Because he's making a very huge and basic mathematical mistake! At minute 3:50 he substitutes $(V_2²-V_1²)$ with $∆V²$ but by a mathematical point of view the latter correctly expands to:

$∆V²=(V_2-V_1)²=V_2²+V_1²-2V_2 V_1$

which is definitely not equal to $(V_2²-V_1²)$!


Air velocity... increases on bottom of wings too

That's another mistake! Normally the opposite is actually observed, i.e.:

  • an increase of speed on the upper surface and;
  • a decrease of speed on the lower surface.

Due to the momentum conservation (aka Newton's second law aka Bernoulli equation), an increase in speed is "compensated for" a decrease in pressure and viceversa. That implies that we get:

  • a lower than ambient pressure acting on the upper surface and;
  • a higher than ambient pressure on the lower side.

The upper surface is therefore "sucked upward" and the bottom surface is "pushed upward". The sum of these two effects is an aerodynamic force mainly directed upward (obviously).

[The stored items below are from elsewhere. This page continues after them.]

PR #8700, opened 2019-02-03
PR: Automatic docstring generation for functions

### LINKED ISSUE #4936: Feature request: automatic generation of docstring template
Hi,

One thing that I think will be very useful for Spyder users (like myself) is automatic generation of docstring templates for functions and classes. PyCharm actually has this useful functionality. To give a concrete example, let's say I have code as shown below:

screenshot from 2017-08-10 18-18-01

If now I just type three quotation marks `"""` right under the `add` function and hit Enter, a template docstring will be generated for me:

screenshot from 2017-08-10 18-18-29

In addition, if your function yields instead of returns, `Yields` instead of `Returns` will be generated. If you raise an exception in your code, a `Raises` block will be included in the docstring template. This may requirement some more code search/inference.

Pycharm now also allows you to choose docstring styles among numpydoc, Google, reStructuredText, and others. I think editors like Sublime and Atom also have plugins that achieve the exact same thing. In addition, I know there's something called `pyment` (https://github.com/dadadel/pyment) that works as a command-line program and can do this to your python code files.

Is it possible to build this same thing into the Spyder editor.

Thanks very much for your consideration.

ok97465:
## Description of Changes

### Issue(s) Resolved
- Use the context menu.
docstring_mouse

- Use shortcut (ctrl+alt+d) when the textcusor placed on 'def' line or below function definition.
docstring_shortcut

- Use """ trigger when the textcusor placed below function definition.
  - When the popup menu is shown, if a input of keyboard is not the "enter key", the menu is closed and the input is inserted to editor.
enter

Fixes #4936

### Affirmation

I certify the above statement is true and correct: ok97465


ok97465:
I do not know if my approach is correct.
If the problem with my code is serious, I will close the PR.

Thank you for reading my PR.

ccordoba12:
This looks really, really nice! Thanks @ok97465 for your work on this, it seems you work very hard on this! Please don't worry about the failure in Travis, that's unrelated to your work.

For now I have one comment to make: instead of using an option, could it be possible to introduce a docstring template by a keyboard shortcut? I think that would be simpler for most users because sometimes you'll have Spyder to give you a template and others you don't. And right now (by activating this behavior with an option) you have to select one or the other, but you can't have both at the same time.

ok97465:
Thank you very much for your replys @ccordoba12 @CAM-Gerlach .

> For now I have one comment to make: instead of using an option, could it be possible to introduce a docstring template by a keyboard shortcut?

Does "instead of using an option" mean the following things?
  - remove EditorExtension for triggering (""" +Enter).
  - remove checkbox for auto docstring in confpage.

And adding shortcuts is not likely to be difficult. I'll try it on the weekend.

ccordoba12:
> So this isn't redundant with any of the functionality that can be done through the LSP architecture?

No, the LSP can't provide this functionality.

ccordoba12:
> Does "instead of using an option" mean the following things?

It means:

1. "remove checkbox for auto docstring in confpage." (as you said).
2. And, instead of using `""" + Enter` (which is what you added), please add a shortcut (it could be `Ctrl+Alt+D`) that detects if there's a triple quote behind the current mouse position, if that triple quote is placed below of what it seems to be a callable, and adds the docstring template there.

ccordoba12:
However, Pycharm does this with a context menu:

https://www.jetbrains.com/help/pycharm/creating-documentation-comments.html

and I think that would be much easier to implement. @CAM-Gerlach, what do you think?

CAM-Gerlach:
@ccordoba12 If I understand it correctly, that's not really a context menu but rather a dedicated "Refactor/Snippits tools"-type menu that's triggered via a dedicated shortcut, like our Tab and dot completion menu. If that's what you're suggesting, I definitely agree that having a menu pop up when ``"""`` is typed with that option (similar to that with automatic "dot" completion) is a better approach than the keyboard shortcut or the automatic option since it both is easily triggered/ignored on demand like a shortcut but is also much more discoverable to most users like the automatic option, who might never know the keyboard shortcut existed.

impact27:
Something that could also be interesting is to add a warning if the doc string doesn't correspond to the function (If I rename a variable after generating the doc string), and eventually to be able to update the doc string? I don't know how hard that would be.

ok97465:
@impact27 Thank you for your opinion. I know the function you mentioned. And It was a useful feature when using Pycharm.

Probably the first suggestion seems to be related to pyls, so it seems hard to solve in this PR.
The second suggestion would be better to proceed with the other PR after completing this PR.

CAM-Gerlach:
@ok97465 Let us know when this is ready for review!

ok97465:
I implemented 3 UI.
- UI1 : using """ + Enter


- UI2 : using Popup after typing """
docstring_popup
  - After typing ''', if there was no input for 300ms, show the context menu.
  - Cons. : UX2 can not be used when Closequotes is disabled.

- UI3 : using shortcut
docstring_shortcut

docstring_mouse

ok97465:
@CAM-Gerlach Please let me know what to fix and I will make up for the weak points. Thank you very much.

CAM-Gerlach:
@ok97465 Sure; taking a look at it now.

spyder/plugins/editor/extensions/tests/test_docstring.py
```diff
@@ -0,0 +1,225 @@
+# -*- coding: utf-8 -*-
+#
+# Copyright © Spyder Project Contributors
+# Licensed under the terms of the MIT License
+#
+"""Tests for close quotes."""
+# Third party imports
```
CAM-Gerlach: Add a blank line here to cleanly separate the ``import``s from the header and docstring (it looks strange to have one line between import sections, and two after, but none before, and doesn't match our convention elsewhere).

spyder/plugins/editor/extensions/tests/test_docstring.py
```diff
@@ -0,0 +1,225 @@
+# -*- coding: utf-8 -*-
+#
+# Copyright © Spyder Project Contributors
+# Licensed under the terms of the MIT License
+#
```
CAM-Gerlach: Missing last line of header.

spyder/plugins/editor/extensions/docstring.py
```diff
@@ -0,0 +1,441 @@
+# -*- coding: utf-8 -*-
+#
+# Copyright © Spyder Project Contributors
+# Licensed under the terms of the MIT License
+# (see spyder/__init__.py for details)
+"""Generate Docstring."""
```
CAM-Gerlach: Add a blank line here to cleanly separate the ``import``s from the header and docstring (it looks strange to have one line between import sections, and two after, but none before, and doesn't match our convention elsewhere).

spyder/widgets/mixins.py
```diff
@@ -399,7 +399,7 @@ def get_current_line_to_cursor(self):
     def get_line_number_at(self, coordinates):
         """Return line number at *coordinates* (QPoint)"""
         cursor = self.cursorForPosition(coordinates)
-        return cursor.blockNumber()-1
+        return cursor.blockNumber()+1
```
CAM-Gerlach: Per PEP 8: Use spaces on both sides of a binary operator.

spyder/plugins/editor/widgets/codeeditor.py
```diff
@@ -2668,6 +2673,12 @@ def setup_context_menu(self):
             self, _("Zoom reset"), shortcut=QKeySequence("Ctrl+0"),
             triggered=self.zoom_reset.emit)
 
+        # Docstring
+        writer = self.writer_docstring
+        self.docstring_action = create_action(
+            self, _("Write Docstring"),
```
CAM-Gerlach: I suggest ``Generate function docstring`` as clearer UI text (also note our general convention is Sentance case, not Title Case, though we're not 100% consistent about it).

ok97465:
@CAM-Gerlach  Thank you for your great review. I learned a lot through your review.
UI2 can only be activated in previous commit. I'm sorry I did not let you know in advance.

> * The `Returns` doesn't list the return values my testing even on relatively trivial functions; it always says `None`.

I changed None to RETURN_TYPE.

> * The placeholder `[type]` and `[description]` should not include the brackets, since they aren't selected when the user doubleclicks the word, uses Ctrl-Shift-Left/Right or presses Ctrl-Del to clear the placeholder and insert their own text. Instead, you could e.g. make them ALL CAPS and/or add a character that will select, like `_` to each side.

I used the uppercase for the placeholder.

>* The user's cursor should be placed on the line below the `"""` to allow them to type the one-line summary and the extended description; this usage is both more common and looks much cleaner for a multi-line, numpy-style docstring IMO vs. putting it on the same line as the `"""`.

I changed it your way.

>* Furthermore, we should also list the shortcut next to the context menu item; otherwise there is no obvious way for the user to discover it.

I added shortcut name.

>* Similarly, there's no need to offer the option for single-line docstrings, and making it the default no less, especially if the user has to deliberately press the shortcut to get it—it would no faster or more convenient than triple-tapping `"""`. (However, if it would be easy to do, you could make close quotes insertion insert a closing `"""` automatically (here or in another PR), which would have the same effect but be much more useful.)

I removed single-line option.

>* If the trigger mechanism is going to be a shortcut, it doesn't make sense to require the user to type `"""` first, since they are explicitly requesting an automatic docstring be generated, so it should work just like the `Write docstring` menu item at least as long as the cursor is either on the `def` line or the line below it.

I have a question about ```the cursor is either on the `def` line or the line below it```. The trigger mechanism uses a TextCursor. So if the textcursor is below def line, the trigger mechanism is activated.
The shortcut of context menu uses mouse cursor. So if mouse cursor is on the 'def' line, shortcurt is operated.
If the textcusor is below def line and the mouse cursor is on the another def line, shortcurt is not working well. It is difficult to use one shortcut for context menu and trigger mechanism.

In my last commit, the context menu and shortcut is working only when mouse cursor is on the def line.

I hope my sentence is well communicated.

CAM-Gerlach:
Don't worry about the test failures for now; they are unrelated to this PR.

> I removed single-line option.

Very good, but the preferences option for picking docstring type is still there. This will be needed once we support multiple docstring types, but for now its not needed so you could comment it out with an additional comment explaining this.

> It is difficult to use one shortcut for context menu and trigger mechanism.

Okay; I guess not worrying about having it work after the opening ``"""`` or otherwise on the first line below the def statement (which it currently doesn't) and only considering the def statement it is immediately on, can you just have it use the position of the Textcursor when triggered via the shortcut (as users expect) and the position of the mousecursor when triggered from the context menu, but still display the shortcut key in the context menu?

>  If UX2 is used with close quotes, it is annoying for someone who use closequote but don't use docstring.

Can you make it so that the ``Generate docstring`` item isn't selected by default in the popup, so the user can simply press enter or keep typing and the popup will go away without doing anything (thus making for minimal annoyance other than a brief visual popup if the user pauses after typing ``"""``), and to actually select the ``Generate docstring`` they need to press the down arrow key once?

So there's no way to call the functionality of CloseQuotes without actually activating it for the user? @bcolsen any ideas? Thanks.

spyder/plugins/editor/extensions/__init__.py
```diff
@@ -13,4 +13,5 @@
 
 from .closebrackets import CloseBracketsExtension
 from .closequotes import CloseQuotesExtension
+from .docstring import WriterDocstring
```
bcolsen: `WriterDocstring` would be more recognizable as an extension if it was called `DocstringWriterExtension`

spyder/plugins/editor/extensions/docstring.py
```diff
@@ -0,0 +1,451 @@
...
+                if c == quote and text[i - 1] != '\\':
+                    pos[left_pos] = i
+                    is_found_left_quote = False
+
+        if is_found_left_quote:
+            raise IndexError("No matching close quote at: " + str(left_pos))
+
+        return pos
+
+    def find_bracket_position(self, text, bracket_left, bracket_right,
```
bcolsen: You might be able to use this code to match brackets instead:
https://github.com/spyder-ide/spyder/blob/76edb5222ad8196791f6fc7177cf5eded1b6f542/spyder/plugins/editor/widgets/base.py#L449

spyder/plugins/editor/confpage.py
```diff
@@ -179,6 +179,10 @@ def enable_tabwidth_spin(index):
         removetrail_box = newcb(_("Automatically remove trailing spaces "
                                   "when saving files"),
                                 'always_remove_trailing_spaces', default=False)
+        docstring_combo_choices = ((_("numpy"), 'numpy'),)
+        docstring_combo = self.create_combobox("Docstring type",
+                                               docstring_combo_choices,
+                                               'docstring_type')
```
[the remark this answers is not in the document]
ok97465: I added GoogleDoc.

spyder/plugins/editor/extensions/__init__.py
ok97465: I renamed the classname.

spyder/plugins/editor/extensions/docstring.py
ok97465: In order to use "find_brace_match", other parts of the code should also be modified.

ok97465:
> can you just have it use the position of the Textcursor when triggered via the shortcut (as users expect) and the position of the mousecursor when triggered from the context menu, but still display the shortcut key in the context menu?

Just as an example, the following picture taken from this paper shows the typical distribution of variation of pressure along the chord of typical airfoil (NACA 0012 @ 8° AoA):

pressure distribution NACA 0012

The upper curve is the plot for the upper surface and the lower curve is the plot for the bottom surface. Negative numbers mean that the local pressure is lower (but obviously not negative) than ambient pressure and viceversa.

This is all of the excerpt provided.